Der Bundesrat hat am 18.12.2020 Stellung genommen zum Entwurf eines Gesetzes zur Mobilisierung von Bauland (Baulandmobilisierungsgesetz) der Bundesregierung. Er begrüßt den Entwurf und fordert die Bundesregierung auf, den zügigen Abschluss des Gesetzgebungsverfahrens zu unterstützen. Die Bundesregierung hatte den Entwurf dem Bundesrat als besonders eilbedürftig zur Stellungnahme zugeleitet, um zügig mit den parlamentarischen Beratungen im Bundestag beginnen zu können. Die Stellungnahme des Bundesrates wurde der Bundesregierung zugeleitet, die dazu eine Gegenäußerung verfasst und dem Bundestag zur Entscheidung vorlegt. Spätestens drei Wochen nach Verabschiedung des Gesetzes durch den Bundestag befasst sich der Bundesrat dann noch einmal abschließend mit dem Gesetzesentwurf.
Siehe schon:
Bundesregierung beschließt Baulandmobilisierung & Beschränkung der Umwandlung von Miet- in Eigentumswohnungen
Der Bundesrat sieht aber auch Änderungs- und Ergänzungsbedarf, etwa wie folgt:
- Die Potenziale der Digitalisierung sollen verstärkt genutzt werden, um Arbeitsabläufe und die vielfältigen Kontakte insbesondere mit Bürgerinnen und Bürgern mithilfe moderner Informationstechnologien neu zu gestalten. Dieser Ansatz, der bereits mit dem Planungssicherstellungsgesetz eingeschlagen wurde, soll nun in das Dauerrecht überführt werden. Daher sollen sowohl die frühzeitige Beteiligung als auch die Beteiligung der Öffentlichkeit nach § 3 Absatz 1 Satz 1a BauGB durch Einstellung von entsprechenden Unterlagen in das Internet erfolgen.

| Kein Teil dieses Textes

PR #294, opened 2015-09-14
Use a third-party Sendgrid API library

threedaymonk:
There exists a gem for integrating with Sendgrid's API: [sendgrid_toolkit](https://github.com/freerobby/sendgrid_toolkit). So let's not rewrite it.

For the existing API integration, this PR represents just a slight improvement in terseness, but it provides a good basis for adding new actions.

`SendgridHelper` is now `SendgridApi`, a thin layer that preserves the existing interface whilst using `sendgrid_toolkit` underneath. This is a minimal change in terms of testing and interface, but we should now be confident enough that we only test that we're using the `sendgrid_toolkit` API correctly in future.

### DIFF
--- a/app/services/sendgrid_api.rb
+++ b/app/services/sendgrid_api.rb
@@ -6,14 +6,14 @@ class SendgridApi
   def spam_reported?(email)
     return false unless can_access_sendgrid?
     spam_reports.retrieve(email: email).any?
-  rescue SendgridToolkit::APIError
+  rescue JSON::ParserError, SendgridToolkit::APIError
     false
   end
 
   def bounced?(email)
     return false unless can_access_sendgrid?
     bounces.retrieve(email: email).any?
-  rescue SendgridToolkit::APIError
+  rescue JSON::ParserError, SendgridToolkit::APIError
     false
   end
 
--- a/app/services/sendgrid_api.rb
+++ b/app/services/sendgrid_api.rb
@@ -1,46 +1,56 @@
-module SendgridHelper
-  def self.spam_reported?(email)
+class SendgridApi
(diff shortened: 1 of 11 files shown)


app/services/sendgrid_api.rb
```diff
@@ -0,0 +1,56 @@
+class SendgridApi
+  extend SingleForwardable
+
+  def_single_delegators :new, :spam_reported?, :bounced?, :smtp_alive?
+
+  def spam_reported?(email)
```
dan-palmer: :thought_balloon: Perhaps we could DRY the predicate methods up a bit.. however I am wondering if these two methods should be classed as just coincidentally similar for the time being and it might be a bit naive to extract a generalised helper method. If not perhaps something like this:

```ruby
class SendgridApi
  def spam_reported?(email)
    such_api { spam_reports.retrieve(email: email).any? }
  end

  def bounced?(email)
    such_api { bounces.retrieve(email: email).any? }
  end

  private

  def such_api
    return false unless can_access_sendgrid?
    yield
  rescue JSON::ParserError, SendgridToolkit::APIError
    false
  end
end
```

dan-palmer:
LGTM.. nice one :+1:

app/services/sendgrid_api.rb
threedaymonk: There definitely *is* duplication. I didn't think it was worth trying to extract any commonality right now, because I'm expecting to add a couple more functions (to cancel bounces and spam reports) that will have slightly different behaviour.

dan-palmer: Totes cool :+1: :ship:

- Für die wirksame Beschränkung von Emissionsmengen, insbesondere von Lärmemissionen, durch Festsetzungen in Bebauungsplänen fordert der Bundesrat eine anwendungssichere Rechtsgrundlage. Es soll eine grundsätzlich neue und vereinfachte Ermächtigungsgrundlage für die Emissionskontingentierung im Baugesetzbuch geschaffen werden, die praxissicher angewendet werden kann, um insbesondere Lärmemissionen von Gewerbe- und Industriegebieten dauerhaft rechtssicher in Bebauungsplänen steuern zu können.
- Das Bestehen gemeindlicher Vorkaufsrechte im Falle der Veräußerung von Gesellschaftsanteilen (Share Deals) soll unter den Voraussetzungen geregelt werden, die in der Rechtsprechung des Bundesgerichtshofes für die Anwendbarkeit zivilrechtlicher Vorkaufsrechte anerkannt sind.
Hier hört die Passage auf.